Friday, January 2, 2009

Money supply and the Fed's Actions

Many of you elected to use the December 18 article titled "Japan Looks Set to Follow U.S. Rate Cut". Several of you had difficulty conceptualizing the mechanism of the money supply. As stated by a class participant:

The article mentions that as part of the “quantitative easing” approach, the Fed may consider buying U.S. Treasuries to create funding for new programs. I am not clear how the U.S. federal government purchasing its own securities provides additional funding in a real sense.

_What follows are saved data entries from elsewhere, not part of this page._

PR #9362, opened 2025-10-24
Use the new setProducerThrottling API

pixelflinger:


filament/backend/src/opengl/platforms/PlatformEGLAndroid.cpp
```diff
@@ -114,9 +116,30 @@ PlatformEGLAndroid::PlatformEGLAndroid() noexcept
...
+            mHasProducerThrottlingControl = true;
+            LOG(INFO) << "Producer Throttling API available";
+        }
+    }
 }
 
 PlatformEGLAndroid::~PlatformEGLAndroid() noexcept {
+    // note: we don't need to dlclose() mNativeWindowLib here, because the library will be cleaned
+    // when the process ends and dlopen() are ref-counted. dclose() NDK documentation commands
+    // not to call dlclose().
```
poweifeng: ```dclose() NDK documentation commands not to call dlclose().``` needs clarification?

filament/backend/include/backend/platforms/PlatformEGLAndroid.h
```diff
@@ -203,7 +203,11 @@ class PlatformEGLAndroid : public PlatformEGL {
     using clock = std::chrono::high_resolution_clock;
     clock::time_point mStartTimeOfActualWork;
 
+    void* mNativeWindowLib = nullptr;
```
poweifeng: if dclose is not needed, can you make this scoped to the function?

PR #9370, opened 2025-10-27
webgpu: fix FrameScheduled callback and test

poweifeng:
Fix the callback by using a shared_ptr to store the callback. The same logic exists in all other backends.

Re-enable corresponding backend test for webgpu.

Remove viewport size check in beingRenderPass. There is no similar check in other backends.

### DIFF
--- a/filament/backend/src/webgpu/WebGPUSwapChain.cpp
+++ b/filament/backend/src/webgpu/WebGPUSwapChain.cpp
@@ -390,11 +390,11 @@ void WebGPUSwapChain::present(DriverBase& driver) {
     if (!isHeadless()) {
         mSurface.Present();
     }
-    if (frameScheduled.callback) {
-        driver.scheduleCallback(frameScheduled.handler,
-                [callback = std::move(frameScheduled.callback)]() {
+    if (mFrameScheduled.callback) {
+        driver.scheduleCallback(mFrameScheduled.handler,
+                [callback = mFrameScheduled.callback]() {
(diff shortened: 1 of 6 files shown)


filament/backend/src/webgpu/WebGPUSwapChain.cpp
```diff
@@ -390,11 +390,11 @@ void WebGPUSwapChain::present(DriverBase& driver) {
     if (!isHeadless()) {
         mSurface.Present();
     }
-    if (frameScheduled.callback) {
-        driver.scheduleCallback(frameScheduled.handler,
-                [callback = std::move(frameScheduled.callback)]() {
+    if (mFrameScheduled.callback) {
+        driver.scheduleCallback(mFrameScheduled.handler,
+                [callback = mFrameScheduled.callback]() {
```
z3moon, line 395: The change looks good. But, just curious, could you fill me in how the original code ends up a failure (or crash)?

poweifeng: note the `std::move(frameScheduled.callback)`, this would have cleared `mFrameScheduled.callback` after a single invocation.

z3moon: I see, and the same callback is supposed to be repeatedly used for `present`.

z3moon (approved):

pixelflinger (approved):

To clarify this issue I will guide you through the following steps:
1. Economic activity is promoted by banks extending credit
2. When credit is granted by a bank, it create a "deposit" available to the borrower for check writing.
3. Banks are limited by reserve requirements (stipulated by the Fed) as to how much credit they can extend. Currently, for every 10 dollars in deposits the bank must hold a reserve of one dollar. The more the reserves available to a bank the more deposits (and hence credit) it can create.
4. When the Fed buys securities from dealers, it pays them money that is automatically deposited in their bank accounts.
5. This extra money constitutes new (and therefore additional)reserves that enable banks to lend more (see point 3 above) by creating new loans (deposits).
6. Because bank deposits constitute a component of the money supply, we say that by purchasing securities the Fed helps increase the money supply or the quantity of money.
7. Note that if banks refuse to use the new reserves to grant new loans (as they currently do) , the money supply may not grow.